Comments: Does that mean $Y$ has pdf:
$$f_Y(y)=\begin{cases}
f_X(y) & \text{if }|y|<a\\[6pt]
f_X(-y) & \text{if }|y|\geq a\;
\end{cases}$$
Best Answer
The pair $(X,Y)$ is not bivariate normal since $X+Y$ has positive probability of being equal to $0$, but is not always equal to $0$, so it's not normally distributed. (It's equal to $0$ whenever $|X|>a$. Besides, just look at the graph of $Y$ as a function of $X$ and you see that it's constrained to lie on an odd-shaped one-dimensional figure that is not a straight line.
Notice that $f_X(-y)$ is the same as $f_X(y)$ because of the symmetry of the distribution of $X$. That is indeed the density function of $Y$, and that tells you that the distribution of $Y$ is $N(0,1)$. So they're separately normal but not jointly normal.

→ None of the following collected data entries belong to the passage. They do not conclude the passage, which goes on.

PR #289, opened 2022-10-15
Issue 284 top prospects

KyleDirks:
I looked up each team's id currently being used on the mlb site and saved as csv to the data folder. Then, I updated teamid_lookup.py with a function to pull these team IDs and referenced that in top_prospects.py to fix the bug


KyleDirks:
Example of using mlb_com_team_id():
```
from pybaseball import teamid_lookup
id = teamid_lookup.mlb_com_team_id(teamName = "bluejays")
print(id)
```

Use of top_prospects is unchanged. Example:
```
from pybaseball import top_prospects
tp = top_prospects("mariners", "pitchers")
tp.head(2)
```
image

tjburch:
Thanks for the contribution @KyleDirks. This already looks pretty good, I'll give it review as soon as I can.

pybaseball/teamid_lookup.py
```diff
@@ -33,6 +33,26 @@ def team_ids(season: Optional[int] = None, league: str = 'ALL') -> pd.DataFrame:
...
 
 
+def mlb_com_team_id(teamName = None):
+    
+    '''
+        Provides team ids use within mlb.com urls
+        
+        if no team is given all team ids are returned in a dataframe; else a single team id is returned as a string
+    '''
+
```
tjburch, line 43: Can you sanitize the input? I'd like to see `bluejays`, `blue_jays`, `blue jays`, or `Blue Jays` all work here. I think this should just be a string lower and remove spaces and underscores.

pybaseball/teamid_lookup.py
```diff
@@ -33,6 +33,26 @@ def team_ids(season: Optional[int] = None, league: str = 'ALL') -> pd.DataFrame:
     return fg_team_data
 
 
+def mlb_com_team_id(teamName = None):
```
tjburch, line 36: Nitpicky: I think `mlb_com_team_id` is going to be hard to remember. Prefer `mlb_team_id` or `mlbam_team_id` personally

tjburch, line 36: Broader point - I think it might be nice to merge this onto the existing `team_ids` function rather than create a new one. Curious what you think (and other devs). 

I think you'd need to add another column for `teamID : team_name`, but then you could merge that onto the dataset produced by that existing function rather than adding a new one.

pybaseball/top_prospects.py
```diff
@@ -3,11 +3,18 @@
 
 from . import cache
 
+from pybaseball import teamid_lookup
+
 
 @cache.df_cache()
 def top_prospects(teamName=None, playerType=None):
-    teamUrl = "" if teamName == None else teamName.lower() + '/'
```
tjburch, line 9: Ah, I see the sanitizing here, which is also nice, but would be cleaner to rope into the function where the teamID is actually gathered so if you want to just import that, you can.

tjburch (commented):
Thanks again for this contribution. Added some comments - if any other devs happen to have a sec to comment it might be useful (@schorrm?)

pybaseball/teamid_lookup.py
BrayanMnz: Agree, changing the name to `mlb_team_id` will give a more intuitive name to the function.

BrayanMnz: I'd rather creating a new function (as it is now in this Pull Request) instead of adding this new to the existing one because in that way we can keep things modularity isolated and remember that the less arguments the function needs is better according to Uncle Bob on `Clean Code`

tjburch:
Closing, covered by #307

PR #291, opened 2022-11-05
Statcast Arm Strength function

wfordh:
Function for pulling data from Statcast's new arm strength leaderboard. Everything ran with how I tested locally. I kept with how I did the other functions and left out any ability to switch to the team rollups that are possible on the actual site. There's also a weird thing where the infield (2B/SS/3B) group is labeled as "inf" in the URL instead of "if" for some reason, but that seems like another Statcast oddity. Happy to handle it another way.

### DIFF
--- a/pybaseball/statcast_fielding.py
+++ b/pybaseball/statcast_fielding.py
@@ -55,3 +55,18 @@ def statcast_catcher_framing(year: int, min_called_p: Union[int, str] = "q") -> 
 	# CSV includes league average player, which we drop from the result
 	return data.loc[data.last_name.notna()].reset_index(drop=True)	
 
+@cache.df_cache()
+def statcast_arm_strength(year: int, pos: Union[int, str], min_throws: int = 100):
+	# want the pos as a "code" not a name or number
+	pos = norm_positions(pos, to_word=False, to_number=False)
+	# The 2B/SS/3B option uses "inf" instead of "if" as an abbreviation for
+	# "infield" for some reason
+	if pos == "if":
+		pos = "inf"
+	if pos == "2":
+		raise ValueError("This particular leaderboard does not include catchers!")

The covariance depends on $a$ in a way that becomes clearer if you think about what happens to the correlation when $a$ is very close to $0$ and when $a$ is very very big. You see that in one case you get positive correlation and in the other you get negative correlation, so somewhere in between you get $0$ correlation. This shows that a pair of random variables can be separately normally distributied with covariance $0$ without being independent. (If they were jointly normally distributed and uncorrelated, they'd be independent.)